I am trying to calibrate a one-factor mean-reverting process in python 3. The process is defined as:
\begin{equation} dX = k(\alpha - X)dt + \sigma dW , \end{equation}
where $\alpha = \mu - \frac{\sigma^2}{2k}$ is the long-run mean log price and $k$ is the speed of adjustment. Under the risk neutral probability $Q$ we write the previous equation as
\begin{equation} dX = k(\alpha^* - X)dt + \sigma dW^*. \end{equation}
Here $\alpha^*= \alpha - \lambda$, where $\lambda$ is the market price of risk. Based on Girsanov's Theorem $dW^*$ is a Brownian Motion under the martingale measure $Q$.

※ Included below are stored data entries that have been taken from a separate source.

PR #1927, opened 2022-10-27
Improve unset on ConstantArray

VincentLanglet:
Closes https://github.com/phpstan/phpstan/issues/8225

### DIFF
--- a/src/Type/Constant/ConstantArrayType.php
+++ b/src/Type/Constant/ConstantArrayType.php
@@ -672,10 +672,11 @@ class ConstantArrayType extends ArrayType implements ConstantType
 		$optionalKeys = $this->optionalKeys;
 		$isList = $this->isList;
 		foreach ($this->keyTypes as $i => $keyType) {
-			if ($offsetType->isSuperTypeOf($keyType)->yes()) {
-				$optionalKeys[] = $i;
-				$isList = false;
+			if (!$offsetType->isSuperTypeOf($keyType)->yes()) {
+				continue;
 			}
+			$optionalKeys[] = $i;
+			$isList = false;
 		}
 		$optionalKeys = array_values(array_unique($optionalKeys));
 
--- a/src/Type/Constant/ConstantArrayType.php
+++ b/src/Type/Constant/ConstantArrayType.php
@@ -669,7 +669,7 @@ class ConstantArrayType extends ArrayType implements ConstantType
 			return new self($this->keyTypes, $this->valueTypes, $this->nextAutoIndexes, $optionalKeys, false);
 		}
 
-		return new ArrayType($this->getKeyType(), $this->getItemType());
+		return new self($this->keyTypes, $this->valueTypes, $this->nextAutoIndexes, array_keys($this->keyTypes), false);
 	}
 
 	public function fillKeysArray(Type $valueType): Type
--- a/src/Type/Constant/ConstantArrayType.php
+++ b/src/Type/Constant/ConstantArrayType.php
@@ -669,7 +669,17 @@ class ConstantArrayType extends ArrayType implements ConstantType
 			return new self($this->keyTypes, $this->valueTypes, $this->nextAutoIndexes, $optionalKeys, false);
 		}
 
-		return new self($this->keyTypes, $this->valueTypes, $this->nextAutoIndexes, array_keys($this->keyTypes), false);
+		$optionalKeys = $this->optionalKeys;
+		$isList = $this->isList;
+		foreach ($this->keyTypes as $i => $keyType) {
+			if ($offsetType->isSuperTypeOf($keyType)->yes()) {
+				$optionalKeys[] = $i;
+				$isList = false;
+			}
+		}
+		$optionalKeys = array_values(array_unique($optionalKeys));
+
+		return new self($this->keyTypes, $this->valueTypes, $this->nextAutoIndexes, $optionalKeys, $isList);
 	}
 
 	public function fillKeysArray(Type $valueType): Type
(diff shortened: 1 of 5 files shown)


src/Type/Constant/ConstantArrayType.php
```diff
@@ -669,7 +669,7 @@ public function unsetOffset(Type $offsetType): Type
 			return new self($this->keyTypes, $this->valueTypes, $this->nextAutoIndexes, $optionalKeys, false);
 		}
 
-		return new ArrayType($this->getKeyType(), $this->getItemType());
+		return new self($this->keyTypes, $this->valueTypes, $this->nextAutoIndexes, array_keys($this->keyTypes), false);
```
rvanvelzen: This also unsets keys of types that `$offsetType` does not match. Something like this should make it even more useful:
```suggestion
		$optionalKeys = $this->optionalKeys;
		$isList = $this->isList;
		foreach ($this->keyTypes as $i => $keyType) {
			if ($offsetType->isSuperTypeOf($keyType)->yes()) {
				$optionalKeys[] = $i;
				$isList = false;
			}
		}

		$optionalKeys = array_values(array_unique($optionalKeys));
		return new self($this->keyTypes, $this->valueTypes, $this->nextAutoIndexes, $optionalKeys, $isList);
```

herndlm: great idea! (this PR too) @VincentLanglet make sure to also run/update the tests locally to avoid many force-pushes 😊

VincentLanglet: Just discovered `make build`. I'll try to think about it next time.

VincentLanglet: For the record I get the error
```
1) PHPStan\Command\ErrorFormatter\TableErrorFormatterTest::testEditorUrlWithRelativePath
Failed asserting that ' ------ ----------------\n
  [32mLine[39m   [32mFoo.php[39m\n
 ------ ----------------\n
  12     Test\n
         ✏️  rel/Foo.php\n
 ------ ----------------\n
\n
\n
[37;41m                                                                                [39;49m\n
[37;41m [ERROR] Found 1 error                                                          [39;49m\n
[37;41m                                                                                [39;49m\n
\n
' contains "editor://custom/path/rel/Foo.php".
```
on local.

rajyan:
This can be the edge case of array keys.
Numeric string keys are converted to integers.
https://3v4l.org/AitVn

VincentLanglet:
> This can be the edge case of array keys. Numeric string keys are converted to integers. https://3v4l.org/AitVn

I added a test with your edge case, and it works fine.

tests/PHPStan/Analyser/LegacyNodeScopeResolverTest.php
```diff
@@ -3100,13 +3100,21 @@ public function dataBinaryOperations(): array
 				'$coalesceArray',
 			],
 			[
-				'array<0|1|2, 1|2|3>',
+				'array{1, 2, 3}',
```
rajyan, line 3103: Sorry for lack of explanation. I thought that maybe this test should be kept, because of https://3v4l.org/AitVn

VincentLanglet: I don't know if that's the good direction to go.

This PR is consistent with the current behavior, see https://phpstan.org/r/cd2147fb-6b73-4bdf-abd6-d1a05b0b8334
If we're following what you're asking here, we should report that
```
\PHPStan\dumpType($array[$foo]);
```
is `int|bool|string` then.

IMHO,
When you provide a constant string, phpstan understand `unset($array['1'])` so it's ok.
When you provide a non-constant string, phpstan should report `unset($array[$string])` as useless instead.

It would be consistent with the fact that `$array[$string]` is an error when the array is `array<int, mixed>`.

rajyan: Thank you for the example! Agreed with your explanation.

VincentLanglet: In the original PR I was unsetting everything (for int and string).
This is the current behavior of psalm, see
- https://psalm.dev/r/1296eb7185
- https://psalm.dev/r/be28362a63

@rvanvelzen made this proposal https://github.com/phpstan/phpstan-src/pull/1927#discussion_r1006664191 to only set the key of the same type ; which was not a bad idea.

We can still decide that
- Unsetting a `int` key will only unset the int keys
- Unsetting a `string` key will unset all the possibly keys

That's not a big change.

WDYT @ondrejmirtes ?

ondrejmirtes:
I'm fine with this, let's try it out! Thank you.

src/Type/Constant/ConstantArrayType.php
herndlm: that looks like some terminal ANSI weirdness or so? how are you running the tests exactly? any special tools/terminal involved. I definitely don't get that error 🤔

rajyan: I always have the same error too running `make tests`

rvanvelzen: I get the same kind of error when running `make` in the PhpStorm built-in terminal. `symfony/console` [disables hyperlinks](https://github.com/symfony/symfony/blob/v5.4.13/src/Symfony/Component/Console/Formatter/OutputFormatterStyle.php#L98-L99) because it appears to not handle them correctly.

I just run `make` in a regular terminal instead, or I ignore the error.

VincentLanglet: I run it inside phpstorm too

PR #1928, opened 2022-10-27
Regression test

rvanvelzen:
Trying to figure out what's going on with https://github.com/phpstan/phpstan-src/commit/921fd9a09c455a39d185399915b19dd3ec8b3b5f#commitcomment-87929523 - it looks like `unescapeStrings` is not set properly


rvanvelzen:
The phpstan-doctrine failure seems unrelated - fails locally on 1.8.11 as well

ondrejmirtes:
Thank you!

PR #1930, opened 2022-10-27
Add config to check BenevolentUnion

VincentLanglet:
Closes https://github.com/phpstan/phpstan/issues/8223

### DIFF
--- a/conf/config.neon
+++ b/conf/config.neon
@@ -76,6 +76,7 @@ parameters:
 	checkNullables: false
 	checkThisOnly: true
 	checkUnionTypes: false
+	checkBenevolentUnionTypes: false
 	checkListType: false
 	checkExplicitMixedMissingReturn: false
 	checkPhpDocMissingReturn: false
@@ -290,6 +291,7 @@ parametersSchema:
 	checkNullables: bool()
 	checkThisOnly: bool()
 	checkUnionTypes: bool()
+	checkBenevolentUnionTypes: bool()
 	checkListType: bool()
 	checkExplicitMixedMissingReturn: bool()
 	checkPhpDocMissingReturn: bool()
@@ -1067,6 +1069,7 @@ services:
 			checkExplicitMixed: %checkExplicitMixed%
 			checkImplicitMixed: %checkImplicitMixed%
 			checkListType: %checkListType%
+			checkBenevolentUnionTypes: %checkBenevolentUnionTypes%
 
 	-
 		class: PHPStan\Rules\UnusedFunctionParametersCheck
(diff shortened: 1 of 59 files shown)


conf/config.neon
```diff
@@ -76,6 +76,7 @@ parameters:
 	checkNullables: false
 	checkThisOnly: true
 	checkUnionTypes: false
+	checkBenevolentUnionTypes: false
```
staabm, line 79: should it be true on bleedingEdge?

VincentLanglet: CheckUnionTypes is not true on bleedingEdge, so checkBenevolentUnionTypes which is stricter shouldn't be true too.

ondrejmirtes: `checkBenevolentUnionTypes` will never be true by default, that's why it's "benevolent".

src/Rules/RuleLevelHelper.php
```diff
@@ -48,6 +49,16 @@ public function isThis(Expr $expression): bool
 	/** @api */
 	public function accepts(Type $acceptingType, Type $acceptedType, bool $strictTypes): bool
 	{
+		$checkForUnion = $this->checkUnionTypes;
+
+		if (
+			$this->checkBenevolentUnionTypes
+			&& $acceptedType instanceof BenevolentUnionType
```
ondrejmirtes: This is too naive - will not see nested BenevolentUnionType. Needs similar logic as `checkExplicitMixed` and use `TypeTraverser`.

ondrejmirtes (changes requested):

src/Rules/RuleLevelHelper.php
VincentLanglet: I have a test for (\DateTimeImmutable|false) and for array<(\DateTimeImmutable|false)>.

What do you have in mind with "nested BenevolentUnionType", I'll add new tests.

staabm: I guess things like `(float|int)|string`

conf/config.neon
VincentLanglet: But I'm kinda worried about someone using the config
```
checkUnionTypes: false
checkBenevolentUnionTypes: true
```
what should be the behavior ?
- checking both ?
- checking none ?
- only checking the benevolent ?
- throwing an error ?

ondrejmirtes:
I think it's fine as it is. Please also send a documentation update to https://phpstan.org/config-reference (https://github.com/phpstan/phpstan/edit/1.9.x/website/src/config-reference.md).

Thank you.

VincentLanglet:
> I think it's fine as it is. Please also send a documentation update to https://phpstan.org/config-reference (https://github.com/phpstan/phpstan/edit/1.9.x/website/src/config-reference.md).
> 
> Thank you.

Sure, I started https://github.com/phpstan/phpstan/pull/8234

PR #1931, opened 2022-10-28
Fix composer integration

rajyan:
solve composer integration test errors caused by
https://github.com/phpstan/phpstan-src/pull/1919

Finally found the cause by deep debugging!

When promoting native types, variable with certainty "maybe" was promoted which led to wrong specification in `$treatPhpDocTypesAsCertain: false`.
We can promote "maybe" native types again after
https://github.com/phpstan/phpstan-src/pull/1919#issuecomment-1292596647
> Change $nativeExpressionTypes into array<string, ExpressionTypeHolder>

and native type is handled correctly in all places.

### DIFF
--- a/src/Analyser/MutatingScope.php
+++ b/src/Analyser/MutatingScope.php
@@ -2193,7 +2193,7 @@ class MutatingScope implements Scope
 		$expressionTypes = $this->expressionTypes;
 		foreach ($this->nativeExpressionTypes as $exprString => $type) {
 			$has = $this->hasVariableType(substr($exprString, 1));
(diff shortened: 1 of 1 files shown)


rajyan:
sorry, it wasn't true
I was looking at the wrong result locally

rajyan:
but I can say 
> Change $nativeExpressionTypes into array<string, ExpressionTypeHolder>

should solve the problem.

There is a 

`$this->getOption('latest') (maybe) => true`
leading
`native $this->getOption('latest') => true`
which is wrong.

PR #1932, opened 2022-10-28
temporal solution to handle "maybe" certainty types assign in nativeE…

rajyan:
…xpressionTypes

hope this fixes the problem
see https://github.com/phpstan/phpstan-src/pull/1931


rajyan:
I know this isn't a "correct" solution for native types, but I think it should be a working solution while the refactoring is running.

ondrejmirtes:
Thank you 😊

PR #1933, opened 2022-10-28
added operator-specifiying test for the pow-operator

staabm:
coverage was missing for this single operators, as mentioned in https://github.com/phpstan/phpstan-src/pull/1904#discussion_r1007684752

### DIFF
--- a/tests/PHPStan/Type/TestDecimalOperatorTypeSpecifyingExtension.php
+++ b/tests/PHPStan/Type/TestDecimalOperatorTypeSpecifyingExtension.php
@@ -10,7 +10,7 @@ final class TestDecimalOperatorTypeSpecifyingExtension implements OperatorTypeSp
 
 	public function isOperatorSupported(string $operatorSigil, Type $leftSide, Type $rightSide): bool
 	{
-		return in_array($operatorSigil, ['-', '+', '*', '/'], true)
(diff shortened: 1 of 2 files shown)


tests/PHPStan/Type/TestDecimalOperatorTypeSpecifyingExtension.php
```diff
@@ -10,7 +10,7 @@ final class TestDecimalOperatorTypeSpecifyingExtension implements OperatorTypeSp
 
 	public function isOperatorSupported(string $operatorSigil, Type $leftSide, Type $rightSide): bool
 	{
-		return in_array($operatorSigil, ['-', '+', '*', '/'], true)
+		return in_array($operatorSigil, ['-', '+', '*', '/', '^'], true)
```
ondrejmirtes: `^` is XOR, POW is `**`.

ondrejmirtes (changes requested):

tests/PHPStan/Type/TestDecimalOperatorTypeSpecifyingExtension.php
staabm: oh my, nice catch. it means, we have 2 uncovered cases :).

added POW for real now

ondrejmirtes:
Thank you.

PR #1934, opened 2022-10-28
Mutating scope refactor and regression test

rajyan:
Added some regression test for the logic of keeping var related expression types.
Fixed the last test case to work correctly.

### DIFF
--- a/src/Analyser/MutatingScope.php
+++ b/src/Analyser/MutatingScope.php
@@ -2880,6 +2880,7 @@ class MutatingScope implements Scope
 			$nativeTypes[$paramExprString] = $parameterType;
 		}
 
+		$nonRefVariableNames = [];
 		foreach ($closure->uses as $use) {
 			if (!is_string($use->var->name)) {
 				throw new ShouldNotHappenException();
@@ -2891,6 +2892,7 @@ class MutatingScope implements Scope
 				$nativeTypes[$paramExprString] = new MixedType();
 				continue;
 			}
+			$nonRefVariableNames[$variableName] = true;
 			if ($this->hasVariableType($variableName)->no()) {
 				$variableType = new ErrorType();
 			} else {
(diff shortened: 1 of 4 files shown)


tests/PHPStan/Analyser/data/specified-types-closure-use.php
```diff
@@ -34,4 +34,39 @@ function () use ($call, &$a): void {
...
+	}
+
+	public function doBuzz(array $arr, string $key): void
+	{
+		if (isset($arr[$key])) {
+			assertType('array', $arr);
+			assertType("mixed~null", $arr[$key]);
+			function ($key) use ($arr): void {
+				assertType('array', $arr);
+				assertType("mixed", $arr[$key]);
```
rajyan, line 67: `$arr[$key]` was mixed~null before this PR

src/Analyser/MutatingScope.php
```diff
@@ -2891,34 +2892,41 @@ private function enterAnonymousFunctionWithoutReflection(
...
+			$expr = $this->exprStringToExpr((string) $exprString);
+			if ($expr === null) {
+				continue;
+			}
+			if ($expr instanceof Variable) {
+				continue;
+			}
+			$variables = (new NodeFinder())->findInstanceOf([$expr], Variable::class);
+			if ($variables === []) {
+				continue;
```
rajyan, line 2915: I think https://github.com/phpstan/phpstan-src/pull/1929 can be merged by adding `$experssionTypes[$exprString] = $typeHolder` before this line.

rajyan:
@rvanvelzen 
Cherry picked your tests from https://github.com/phpstan/phpstan-src/pull/1929 because the refactoring now includes your fix too.

ondrejmirtes:
I tried to break the logic in https://github.com/phpstan/phpstan-src/pull/1929 and https://github.com/phpstan/phpstan-src/pull/1934 and I did it. This example breaks in these PRs: https://phpstan.org/r/704ec47a-e5b0-4d5b-9bf6-037c4b563278

Relying on `Variable` being in there and invalidating those expressions is pretty smart, but there are expressions that don't contain a `Variable` and need to be invalidated too.

I guess that's what those failures in phpstan-webmozart-assert are about too.

rajyan:
Thank you for the example. I see, this logic isn't correct...
I'll have to investigate them further.

For the phpstan-webmozart-assert failure, I think rvanvelzen's explanation https://github.com/phpstan/phpstan-src/pull/1929#issuecomment-1294541893 is right. (so it should fail as same as arrow function fails)

rajyan:
@ondrejmirtes 
Do you think the logic of https://github.com/phpstan/phpstan-src/pull/1934/commits/93ef0b8a7f86c0ebee0aa14bb452fca7ea5947d1 is correct enough?

ondrejmirtes:
I don't think that any changes around the Variables are correct. There's only one bug reported, and that's about function_exists(). So we need to retain this expression, and everything else needs to stay the same.

ondrejmirtes:
Also class_exists maybe.

rajyan:
I added the variable related specification logic in the migration of variableTypes and moreSpecificTypes
https://github.com/rajyan/phpstan-src/commit/3e20db31885a79361d3cc0c81d4b2353e3542f33

to keep the logic before
https://github.com/rajyan/phpstan-src/blob/76be530e341d6452fbd4a910b8302438904caa55/src/Analyser/MutatingScope.php#L2910-L2922

but I think it's not correct enough
because of the https://github.com/phpstan/phpstan-src/pull/1934#discussion_r1008005278 case.

This pull request was first intended to fix that issue.

rajyan:
so, I think I can reset this pull request to https://github.com/phpstan/phpstan-src/pull/1934/commits/93ef0b8a7f86c0ebee0aa14bb452fca7ea5947d1
and leave the https://github.com/phpstan/phpstan/issues/8205 open

rajyan:
Made your example explicit that there are non variable expressions that should be invalidated.
https://3v4l.org/9bXe9

ondrejmirtes:
> so, I think I can reset this pull request to https://github.com/phpstan/phpstan-src/commit/93ef0b8a7f86c0ebee0aa14bb452fca7ea5947d1

Yeah, sure :)

rajyan:
@ondrejmirtes 
Reset and added your comment as a test case :smile:

ondrejmirtes:
Thank you!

My measurement and transition equations are:
- The measurement equation relates the time series of observable variables, in my case futures prices for different maturities, to the unobservable state variable, the spot price:
\begin{equation} y_{t} = Z_{t}X_{t} + d_{t} + \epsilon_{t}, \qquad t = 1, ..., NT \end{equation}
where
$y_{t}=\left[\ln F\left(T_{i}\right)\right]$, $i=1,...,N$, $N\times 1$ vector of observables,
$d_{t}=\left[\left(1-e^{-\kappa T_{1}}\right) \alpha^{*}+\frac{\sigma^{2}}{4 \kappa}\left(1-e^{-2 k T_{1}}\right)\right], \quad i=1, \ldots, N, \quad N \times 1$ vector,
$Z_{t}=\left[e^{-\kappa T_{i}}\right], \quad i=1, \ldots, N, \quad N \times 1$ vector,
$\epsilon_{t}, \quad N\times 1$ vector of serially uncorrelated disturbances with $\mathbb{E}(\epsilon_{t}) = 0$ and $Var(\epsilon_{t}) = H$.
- The transition equation is a discrete-time version of the O-U oil price stochastic process:
\begin{equation} X_{t}=c_{t}+Q_{t} X_{t-1}+\eta_{t}, \quad t=1, \ldots, N T \label{eq:38}, \end{equation}
where
$c_{t}=\kappa \alpha \Delta t$
$Q_{t}=1-\kappa \Delta t$
$\eta_{t}$, serially uncorrelated disturbances with $\mathbb{E}(\eta_{t}) = 0$ and $Var(\eta_{t}) = \sigma^2 \Delta t$.
The aim is to calibrate the model parameters using the time series of different maturities Futures prices via MLE. Any help with the coding part (in python 3) would be much appreciated!